After three series across nine years, the last 70-minute episode of Happy Valley aired on Sunday, drawing in an average audience of 7.5 million viewers, according to the BBC’s overnight figures.

Reviewers from The Times, The Telegraph, the Daily Mail, the i and The Guardian all focused on the final showdown between Catherine and her nemesis, the murderer, sex offender and escaped convict Tommy Lee Royce, played by James Norton, as they gave it their highest rating.

The Times called their meeting at the kitchen table “exquisitely bleak” and “surely, Bafta-winning”.

But who is its creator Sally Wainwright?

Sally, 59, lives in a Cotswold village, near Oxford, although she has said she prefers Yorkshire and visits as often as she can.

Oxford Mail:

She's married to Ralph 'Austin' Sherlaw Johnson, an antiquarian sheet music dealer and son of the composer Robert Sherlaw Johnson.

The couple have two sons and own two Maine Coon cats.

Early in her career, Ms Wainwright worked as a playwright, and as a scriptwriter on the long-running radio serial drama The Archers.

In the 1990s, Wainwright began her television career, and, in 2000, created her first original drama series At Home with the Braithwaites about a woman who had secretly won the lottery. 

READ MORE: Happy Valley compared to real life as Oxford court reporter

Wainwright is known for her creation of the ITV drama series Scott and Bailey, a series about two female police officers, and Last Tango in Halifax.

Wainwright based the plot of her series Last Tango in Halifax on the story of her mother, who was widowed in 2001. Her mother, Dorothy, moved to Oxfordshire to live with her daughter and rediscovered a lost love via Friends Reunited.

She is also the creator of the 2019 HBO and BBC1 television series Gentleman Jack. 

It is a drama about the 19th-century Yorkshire landowner, diarist, and open lesbian, Anne Lister, played by Suranne Jones, and Lister's courtship of Ann Walker, played by Sophie Rundle.

 

 

Sally was born in 1963 in Huddersfield, West Yorkshire, and brought up in Sowerby Bridge where she attended Triangle Church of England Primary School and Sowerby Bridge High School. 

She read English at York University and has said that she had always wanted to write.

From the time she was nine years old, she wanted to write for Coronation Street. 

While at university Wainwright took an original play called Hanging On to the Edinburgh Festival and found an agent for her writing in the process.

Meanwhile, she worked as a bus driver and in 2006 called on the experience for drama series Jane Hall, which depicts the life of a female bus driver in London.

When she was 24, she left the driving job after she started writing for The Archers and Coronation Street followed.

Ms Wainwright says that her strong yet flawed female characters are "almost real" to her and arrive "fully formed" in her imagination.

Oxford Mail:

She likes to control the television that is created and has done some directing and producing of her own work partly to ensure the scenery and dialogue reflects Yorkshire. 

Wainwright had Sarah Lancashire in mind when she wrote Happy Valley.

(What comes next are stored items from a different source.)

PR #202, opened 2019-10-29
Add support for handing service url template

kyujin-cho:
This PR adds new `extrainfo` endpoint to stream API.
Check lablup/backend.ai-agent#152 and lablup/backend.ai#54 for more details.

### DIFF
--- a/src/ai/backend/gateway/stream.py
+++ b/src/ai/backend/gateway/stream.py
@@ -424,32 +424,38 @@ async def stream_proxy(request: web.Request, params: Mapping[str, Any]) -> web.S
 @server_status_required(READ_ALLOWED)
 @auth_required
 async def get_stream_apps(request: web.Request) -> web.Response:
-    registry = request.app['registry']
     sess_id = request.match_info['sess_id']
     access_key = request['keypair']['access_key']
+    resp = []
 
-    result = await asyncio.shield(
-        registry.get_service_apps(sess_id, access_key, None))
-    if result['status'] == 'failed':
-        msg = f"Failed to launch get extra info of session {sess_id}: {result['error']}"
-        raise InternalServerError(msg)
-    return web.json_response(result['data'])
+    async with request.app['dbpool'].acquire() as conn, conn.begin():
+        query = (
+            sa.select([
+                kernels.c.service_ports,
+            ])
+            .select_from(kernels)
+            .where(
+                (kernels.c.sess_id == sess_id) &
+                (kernels.c.access_key == access_key)
+            ) 
+        )
+        result = await conn.execute(query)
+        row = await result.first()
+        for item in row['service_ports']:
+            response_dict = {
+                'name': item['name'],
+                'protocol': item['protocol'],
+                'ports': item['container_ports'],
+            }
+            if 'url_template' in item.keys():
+                response_dict['url_template'] = item['url_template']
+            if 'allowed_arguments' in item.keys():
+                response_dict['allowed_arguments'] = item['allowed_arguments']
+            if 'allowed_envs' in item.keys():
+                response_dict['allowed_envs'] = item['allowed_envs']
+            resp.append(response_dict)
 
-
-@server_status_required(READ_ALLOWED)
-@auth_required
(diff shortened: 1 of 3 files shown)


src/ai/backend/gateway/stream.py
```diff
@@ -573,6 +599,7 @@
     app['stream_execute_handlers'] = defaultdict(weakref.WeakSet)
     app['stream_proxy_handlers'] = defaultdict(weakref.WeakSet)
     app['stream_stdin_socks'] = defaultdict(weakref.WeakSet)
+    app['stream_extra_info'] = defaultdict(weakref.WeakSet)
```
achimnol: This seems not to be used elsewhere. Please remove it if so.

src/ai/backend/manager/registry.py
```diff
@@ -843,7 +843,17 @@ def __init__(self, config_server, dbpool,
             async with RPCContext(kernel['agent_addr'], None) as rpc:
                 coro = rpc.call.start_service(str(kernel['id']), service, opts)
                 if coro is None:
-                    log.warning('stat_service cancelled')
+                    log.warning('start_service cancelled')
+                    return None
+                return await coro
+
+    async def get_service_extra(self, sess_id, access_key, service):
```
achimnol: Rename to `get_service_ports()`.

src/ai/backend/gateway/stream.py
```diff
@@ -388,6 +390,11 @@
 
     try:
         opts: Mapping[str, Any] = {}
+        if params['arguments'] != None:
```
achimnol: Use `is not` instead of `!=`.
See https://stackoverflow.com/questions/3257919/what-is-the-difference-between-is-none-and-none
TL;DR: PEP-8 recommends `is` operator for `None` comparison and it is much faster.

src/ai/backend/gateway/stream.py
```diff
@@ -322,6 +322,8 @@
     t.Dict({
         tx.AliasedKey(['app', 'service']): t.String,
         tx.AliasedKey(['port'], default=None): t.Null | t.Int[1024:65535],
+        tx.AliasedKey(['arguments'], default=None): t.Null | t.String, # {'-P': '12345'}
+        tx.AliasedKey(['envs'], default=None): t.Null | t.String # {'PASSWORD': '12345'}
```
achimnol: Insert an additional space before the comment sign (`#`) as PEP-8 recommends to use *two or more* spaces before line-ending comments.

src/ai/backend/gateway/stream.py
```diff
@@ -322,6 +322,8 @@
     t.Dict({
         tx.AliasedKey(['app', 'service']): t.String,
         tx.AliasedKey(['port'], default=None): t.Null | t.Int[1024:65535],
+        tx.AliasedKey(['arguments'], default=None): t.Null | t.String, # {'-P': '12345'}
```
achimnol: Please include more formal definition of the value format like:
```suggestion
        tx.AliasedKey(['arguments'], default=None): t.Null | t.String,  # stringified JSON, e.g., '{"-P": "12345"}'
                                                                        # For flag-style arguments, the value must be None.
```

src/ai/backend/gateway/stream.py
achimnol: Please include more formal definition of the value format like:
```suggestion
        tx.AliasedKey(['envs'], default=None): t.Null | t.String     # stringified JSON, e.g., '{"PASSWORD": "12345"}'
```

kyujin-cho:
Published new commit which contains:
- agent will now return information of services which are defined in local docker images, but not in etcd
  - Priority of each service definition sources will be: intrinsic > etcd > local docker image label
- agent's `service_info` field(inside `create_kernel` call's response data) now contains service port's template info by agent querying live service info right after kernel creation
- stream's `/apps` API will now fetch service info from psql; This means no RPC calls are made when querying service info
- `/apps/{app_name}` API is removed
- `get_service_apps` RPC call is removed, since we don't use it anymore

PR #206, opened 2019-11-19
mount vFolder on a custom location

kyujin-cho:
This PR resolves lablup/backend.ai#69 . 
What has changed:
- New API version `v4.20191119` created, which reflects new `mount_map` property when creating kernel.
- New JSONB column `mount_map` added to `kernel` table on alembic.
- Kernel API now accepts `mount_map` property inside `creation_config`.

### DIFF
--- a/src/ai/backend/gateway/kernel.py
+++ b/src/ai/backend/gateway/kernel.py
@@ -89,6 +89,7 @@ creation_config_v2 = t.Dict({
 })
 creation_config_v3 = t.Dict({
     t.Key('mounts', default=None): t.Null | t.List(t.String),
+    t.Key('mount_map', default=None): t.Null | t.Mapping(t.String, t.String),
     t.Key('environ', default=None): t.Null | t.Mapping(t.String, t.String),
     tx.AliasedKey(['cluster_size', 'clusterSize'], default=None):
         t.Null | t.Int[1:],
--- a/src/ai/backend/gateway/kernel.py
+++ b/src/ai/backend/gateway/kernel.py
@@ -89,6 +89,17 @@ creation_config_v2 = t.Dict({
 })
 creation_config_v3 = t.Dict({
     t.Key('mounts', default=None): t.Null | t.List(t.String),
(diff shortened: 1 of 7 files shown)


src/ai/backend/gateway/kernel.py
```diff
@@ -275,7 +287,9 @@ def interrupt_wait(ctx: Any, event_name: str, agent_id: AgentId,
                 raise InvalidAPIParameters('Invalid group')
 
         api_version = request['api_version']
-        if (4, '20190315') <= api_version:
+        if (4, '20191119') <= api_version:
```
achimnol: Conventionally we keep the API version to the middle of triple months (one of 0315, 0615, 0915, or 1215).
Since we will make a breaking change for the naming of kernels and sessions in v5, let's make the version to `v5.20191215`.

src/ai/backend/gateway/kernel.py
```diff
@@ -98,6 +98,18 @@
     tx.AliasedKey(['resource_opts', 'resourceOpts'], default=None):
         t.Null | t.Mapping(t.String, t.Any),
 })
+creation_config_v4 = t.Dict({
+    t.Key('mounts', default=None): t.Null | t.List(t.String),
+    t.Key('mount_map', default=None): t.Null | t.Mapping(t.String, t.String),
```
achimnol: For Javascript clients, let's add an alias `mountMap` using `tx.AliasedKey`.

src/ai/backend/gateway/kernel.py
```diff
@@ -287,7 +287,7 @@ def interrupt_wait(ctx: Any, event_name: str, agent_id: AgentId,
                 raise InvalidAPIParameters('Invalid group')
 
         api_version = request['api_version']
-        if (4, '20191119') <= api_version:
+        if api_version[0] <= 5:
```
achimnol: Isn't the operands reversed?

kyujin-cho: :( ashamed of myself

PR #211, opened 2019-12-12
Keypair-specific SSH keypair

adrysn:
Current SSH keypair used to connect to a container is created per container-basis. That means, user has to change private key for SSH/SFTP client, everytime a container is destroyed and created. Furthermore, when user spawns multiple containers and wants to connect to them alternately, the user has to change private key every time they connect to another container.

User can create `.ssh` virtual folder and store public key in `authorized_keys` to use the same private key. However, this method is not possible when group virtual folder is the only allowed type.

To ease the pain in those cases, this pull request supports per-keypair SSH keypair. When new keypair is created, manager automatically generates a new SSH keypair and saves them in DB (`keypairs.c.ssh_public_key` and `keypairs.c.ssh_private_key`). This keypair is passed to the kernel creation step by `internal_data`. Then, the agent uses the information to mount `./ssh/authorized_keys` (stores public key) and `id_container` (private key).

Also, I added two API endpoints for getting and refreshing SSH keypair like below. There are no parameters for the endpoints.

```
GET  /auth/ssh-keypair
POST /auth/ssh-keypair
```

This pull-request is branched from 19.09 version.

### DIFF
--- a/setup.cfg
+++ b/setup.cfg
@@ -49,6 +49,7 @@ install_requires =
     async_timeout~=3.0  # to avoid pip 10 resolver issue
     attrs>=18.0         # to avoid pip 10 resolver issue
     click>=7.0
+    cryptography>=2.8
     dataclasses; python_version<"3.7"
     graphene~=2.1.0
     Jinja2~=2.10.1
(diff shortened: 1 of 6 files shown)


achimnol:
For the refresh handler, let’s change the method to `PATCH`.

adrysn:
I've changed the method from POST to PATCH for  SSH key refresh handler.

PR #213, opened 2019-12-19
Add task template and bootstrap script feature when creating kernel

kyujin-cho:
This PR resolves issue lablup/backend.ai#70 and lablup/backend.ai#77.

# What has changed
## Bootstrap Script
Kernel Creation API now accepts `bootstrap_script` parameter. Value of `bootstrap_script` should be encoded to Base64. 
## Task Template support
- new `/task-template` API is added, which supports basic CRUD operation for task template.
- Kernel Creation API now accepts `template_id` parameter, which represents a valid task template UUID. 
  - If same parameters/configs are specified in both task template and Kernel Creation API body, manager will  use later one


src/ai/backend/gateway/template.py
```diff
@@ -0,0 +1,369 @@
...
+
+async def shutdown(app: web.Application) -> None:
+    pass
+
+
+def create_app(default_cors_options: CORSOptions) -> Tuple[web.Application, Iterable[WebMiddleware]]:
+    app = web.Application()
+    app.on_startup.append(init)
+    app.on_shutdown.append(shutdown)
+    app['api_versions'] = (1, 2, 3, 4)
```
achimnol: This API is a brand new one. Set this to `(4, 5)`.

PR #217, opened 2020-01-09
Implement basic multi container session

kyujin-cho:
This PR implements basic multi container session, as described in lablup/backend.ai#78 and lablup/backend.ai#70. 

## What has changed
* Update terminologies
  - "multi-container session" is also called "cluster session".
  - Now *session* indicates a user-perceived unit of computation jobs, which may contain one or more *kernels* (or *containers*, *nodes*) as units of independent computation workers
  - *master* container is renamed to *main* container.
* New `/template/cluster` endpoint, which provides CRUD operation for cluster templates
* New `/session/_/cluster` endpoint to create multi-container (a.k.a. cluster) session
  - Clients should specify per-role templates and their number of replicas.
* Update `/session` endpoint to a create multi-container session when:
  - The cluster size parameter is set larger than 1 but only one kernel configuration is specified.
* Two modes of operation
  - **single-node**: All containers that belongs the same session run on the same agent (the current default)
    - It is scheduled as a single chunk of resources.
  - **multi-node**: Each container may reside on different agent nodes (BETA)
    - Each node is scheduled separately.
* Update `/events/session` endpoint
  - Extended events 
    (`kernel_xxx` are still fired but you may see multiple occurrences of them for multi-container sessions, while `session_xxx` are fired only once per session)
    - `kernel_started` -> `session_started`
    - `kernel_terminated` -> `session_terminated`
    - `kernel_cancelled` -> `session_cancelled`
  - Renamed events 
    (`kernel_xxx` are no longer fired but only `session_xxx` are)
    - `kernel_success` -> `session_success`
    - `kernel_failure` -> `session_failure`
  - `/events/session` endpoint
    - It now has a `scope` parameter which may be `"*"`, `"session"`, `"kernel"` to filter above events.
    - It now acceps an optional session ID in the UUID format as `sessionId` parameter, which makes the API to ignore the `sessionName` parameter.
    - All `kernel_*` events now have explicit `kernelId` and `sessionId` fields.
    - All `session_*` events have an explicit `sessionId` field.
* Update SSH support
  - In all cluster sessions with two or more nodes, all nodes (conatiners) start with the SSH daemon running at the default 2200 service port, and a random-generated keypair is configured for password-less accesses to all of the cluster hostnames in the cluster.
  - This allows seamless execution of `horovodrun` and other distributed computing commands that utilizes SSH to initiate their work across multiple nodes.
* Idle timeout check
  - It is now done by the manager, because agents cannot update the "recent used" timestamp of containers running in other agents.
* All APIs returning the list of sessions/kernels now return the list of sessions.
  - The kernels belonged to each session must be queried separately, via GraphQL `compute_session { containers { ... } }` field.
  - The resource usage and statistics are now the sum of all of belonging kernels.
  - This allows existing console/UI and client SDKs to work seamlessly, with only the updates for the session event monitoring API.

## Information about cluster session
* Single-container sessions is also treated as a cluster session, but only with 1 `main` node
* Multi-container sessions can have any type of roles, although there are some restrictions:
  - Each role can be defined only once.
  - The `main` role is required for cluster.
  - Only one `main` node can be created.
  - When automatically replicated, non-`main` nodes have the `sub` role.
  - Each node is given a clsuter hostname, composed of "{role}{idx}", e.g., `main1`, `sub1`, `sub2` in a 3-node auto-replicated cluster.
* Service ports: only available in the `main` node, and users interacts with the main node only.
* Inter-node networking
  - single-node mode: uses the local Docker daemon's private bridge network
  - multi-node mode: uses the Docker Swarm's overlay network
  - In a cluster, containers may connect to other containers using their cluster hostnames, without explicit port mappings.
  - Containers cannot access to containers in other clusters.
* Inside all kernels, the following list of environment variables are provided:
  - `BACKENDAI_CLUSTER_SIZE`: the number of all nodes in the current cluster
  - `BACKENDAI_CLUSTER_MODE`: `"single-node"` or `"multi-node"`
  - `BACKENDAI_CLUSTER_REPLICAS`: a comma-separated list of colon-separated pairs of configured cluster roles and the number of replicas for each role
  - `BACKENDAI_CLUSTER_HOST`: the hostname of this node (composed of the role name and the index)
  - `BACKENDAI_CLUSTER_HOSTS`: a comma-separated list of all the hostnames in the current cluster
  - `BACKENDAI_CLUSTER_ROLE`: the name of the current node's role
  - `BACKENDAI_CLUSTER_IDX`: the 1-based index of the current node among the nodes in the same cluster role
  - `BACKENDAI_SESSION_ID`: the session ID
  - `BACKENDAI_KERNEL_ID`: the kernel (node) ID


achimnol:
Remaining TODOs:
* idle timeout check in the manager side
* restarting of multi-kernel sessions

PR #278, opened 2020-05-11
Download a directory from vfolder as an archive

adrysn:
This PR adds a feature to serve a directory inside a virtual folder as an
archive to a client. To create a zip stream, I used
[zipstream-new](https://github.com/arjan-s/python-zipstream).

This PR closes lablup/backend.ai#180


src/ai/backend/gateway/vfolder.py
```diff
@@ -910,6 +913,74 @@ def _do_ops():
...
 
 
+async def download_directory_as_archive(request: web.Request,
+                                        file_path: Path,
+                                        zip_filename: str = None) -> web.StreamResponse:
+    """Serve a directory as a zip archive on the fly."""
+    class _Sentinel:
+        pass
+
+    _sentinel = _Sentinel()
```
achimnol, line 923: Please use `ai.backend.manager.types.Sentinel` (read the comment there about how to use it) for consistency with other codes. This allows use of strict type annotations such as `janus.Queue[Union[Sentinel, ItemType]]` and makes the conditional statement for the sentinel value to represent specialization of the item type into `ItemType` solely.

achimnol: Note that, using the same pattern, we can distinguish sentinels for different contexts, such as `QueueSentinel`, `IOSentinel`, `RXSentinel`, etc.

src/ai/backend/gateway/vfolder.py
```diff
@@ -910,6 +913,74 @@ def _do_ops():
...
+                while True:
+                    if not q.full():
+                        q.put(item)
+                        break
+                    time.sleep(0.01)
+            while True:
+                if not q.full():
+                    q.put(_sentinel)
+                    break
+                time.sleep(0.01)
```
achimnol, line 938: Since putting the sentinel object has negligible I/O and CPU overheads, I think we can just `q.put(_sentinel)` here.

src/ai/backend/gateway/vfolder.py
```diff
@@ -910,6 +913,74 @@ def _do_ops():
...
+
+    def _iter2aiter(iter):
+        """Iterable to async iterable"""
+        def _consume(loop, iter, q):
+            for item in iter:
+                while True:
+                    if not q.full():
+                        q.put(item)
+                        break
+                    time.sleep(0.01)
```
achimnol, line 933: Just use `q.put(item)` and it will block for you when the queue is full and resume the operation automatically when the consumer makes a free slot. While blocked, `iter` is also paused. Your pattern is only required for `put_nowait()` and currently I don't see any reason to stick with that.
We are already doing the flow-control by limiting the maximum queue size.

src/ai/backend/gateway/vfolder.py
```diff
@@ -910,6 +913,74 @@ def _do_ops():
...
+            finally:
+                q.close()
+                await q.wait_closed()
+
+        return _aiter()
+
+    if zip_filename is None:
+        zip_filename = file_path.name + '.zip'
+    zf = zipstream.ZipFile(compression=zipstream.ZIP_DEFLATED)
+    # zf = zipstream.ZipFile()
```
achimnol, line 961: Please clean up.

src/ai/backend/gateway/vfolder.py
```diff
@@ -968,7 +1039,7 @@ async def download_single(request: web.Request, params: Any, row: VFolderRow) ->
     except (ValueError, FileNotFoundError):
         raise GenericNotFound('The file is not found.')
     if not file_path.is_file():
-        raise InvalidAPIParameters('The file is not a regular file.')
+        return await download_directory_as_archive(request, file_path)
```
achimnol, line 1042: I think.. it's better *not* to implicitly change the mode of behavior, unless we have an explicit parameter to order so.
Let's add a new API endpoint for downloading directories.

src/ai/backend/gateway/vfolder.py
```diff
@@ -1048,7 +1119,7 @@ async def download_with_token(request) -> web.StreamResponse:
     except (ValueError, FileNotFoundError):
         raise InvalidAPIParameters('The file is not found.')
     if not file_path.is_file():
-        raise InvalidAPIParameters('The file is not a regular file.')
+        return await download_directory_as_archive(request, file_path)
```
achimnol, line 1122: Same here.

src/ai/backend/gateway/vfolder.py
adrysn: Replaced `_Sentinel` class with `ai.backend.manager.types.Sentinel`'s token.

src/ai/backend/gateway/vfolder.py
adrysn: Reduce above code block with just `q.put(_sentinel)`.

src/ai/backend/gateway/vfolder.py
adrysn: Reduced above code block with just `q.put(item)`.

src/ai/backend/gateway/vfolder.py
adrysn: Removed commented line.

src/ai/backend/gateway/vfolder.py
adrysn: I added `archive: boolean` parameter for downloading directory as an archive.

src/ai/backend/gateway/vfolder.py
adrysn: I added `archive: boolean` parameter for downloading directory as an archive.

PR #290, opened 2020-06-19
feat: option to reserve batch session

adrysn:
Add option to reserve batch session during session creation.

* `starts_at` option can only be effective with `BATCH`-type session. Otherwise, it will be ignored.
* `starts_at` parameter can either be an ISO8601 string or human-friendly timedelta string such as `30min`, `1h 20m`, etc. If unit is omitted, seconds are the default.
* `starts_at` parameter will be converted into Python's `datetime` object and stored in `kernels.c.starts_at`, which is a new column.
* Predicate `check_reserved_batch_session` is newly introduced. It will check if batch session's `starts_at` is greater than `now`, and if so, stop session creation.
* Note that it is not guaranteed a session to be started at the exact `starts_at` time. It would rather mean that the session will not be started until the `starts_at` time.

Related: lablup/backend.ai#130, OP#101


adrysn:
> Overall LGTM, but I'd like to request two changes:
> 
> 1. Make the API parameter & DB column naming more explicit.
>    Let's rename `reserve` to `starts_at`.
>    In the future, we might have a separate `reservation` table which will let the scheduler to automatically enqueue new sessions with pre-calculated "starts_at" fields.
> 2. Please add datetime-comparison test cases with multiple timezones compared to each other, by mocking the predicate arguments.

1. Renamed `reserve` and `reserved_at` to `starts_at` both from API parameter and DB column.
2. Added [a test case](https://github.com/lablup/backend.ai-manager/pull/290/commits/dac1796e594fecff898eb4187c608582268ca88c) that compares multiple timezones.

PR #292, opened 2020-06-27
fix: Ensure kernel IDs for registry operations

achimnol:


achimnol:
Running load runner with 300 concurrent sessions works good, with only one TERMINATING session remaining, which was cleaned up using (non-forced) `backend.ai rm` command.

PR #300, opened 2020-07-24
fix: add context for the call to from_row in simple_db_mutate_returning_item

adrysn:
This PR adds `context` for the call to `from_row` in `simple_db_mutate_returning_item`.
* During creation of resource preset which uses `simple_db_mutate_returning_item`, for example, it raises error stating `unexpected error: from_row() missing 1 required positional argument: 'row'`
* Minor un-related fix: return user's status in authorize API. This will be needed by client-side to determine the user's status and show better error texts when user fails to login.

### DIFF
--- a/changes/300.fix
+++ b/changes/300.fix
@@ -1,0 +1,1 @@
+Adds context for the call to from_row in simple_db_mutate_returning_item.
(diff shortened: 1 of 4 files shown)


achimnol:
LGTM! Thanks for finding this out.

Wainwright wrote and directed a two-hour drama special for BBC One entitled To Walk Invisible: The Bronte Sisters, which aired on BBC One in 2016 and in the US in 2017.

Its subject is the Brontë family, particularly the relationship the three sisters, Anne, Emily and Charlotte, had with their brother, Branwell.

While working on the drama, Wainwright said "I am thrilled beyond measure that I've been asked by the BBC to bring to life these three fascinating, talented, ingenious Yorkshire women."